# Springfield GI 1911 A1 5"



## "JB" (Jun 26, 2006)

Well I did it after some common scense hit me...







The absolute best groups I have ever fired came from a 1911 A1 of another brand. The SA GI replaces a Taurus Tracker 455SH4" that for the life of me can't figure out why it had such a hard trigger pull... felt like 14 pounds. And fooling with those steller clips was a joke for reloading. It was a nice light firearm with its Titainium 23 oz weight, but if its just purdy and can't be handled well then its just a paper weight.

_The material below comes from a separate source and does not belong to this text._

PR #9103, opened 2015-08-18
Refactored WaterPaletteRotation into RotationPaletteEffect

### LINKED ISSUE #8872: Water color cycle broken for RA ships on desert maps
The desert tileset modifies different palette indexes, so it doesn't animate on ships (and possibly sub pen/ship yard) on desert tileset.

After watching I realized what I was missing *AGAIN* and that was a quality firearm such as the Springfield Armory GI 1911 A1.

My new SA GI 1911 A1 is sitting atop of a 16" round stone lazy susan that made at work. I figured it gives it a nice back drop and reflection


----------



## Charlie (May 13, 2006)

Nice pistol and nice stone.:mrgreen: :mrgreen:


----------



## Shipwreck (Jan 26, 2006)

Nice gun 

Give that sucker a trigger job and U will be all set


----------



## -gunut- (May 8, 2006)

I love mine! Hope you love yours!


----------



## reflection01 (Jun 22, 2006)

hey gunut, that's a great SA pics!!! great gun - shoot safe and here is my SA Mil-Spec:


----------



## AirForceShooter (May 6, 2006)

You have found your brain!
This is wonderful.
Now you must shoot. a lot!!!

AFS


----------



## DennyCrane (May 11, 2006)

I need to get one of those GI models.


----------



## "JB" (Jun 26, 2006)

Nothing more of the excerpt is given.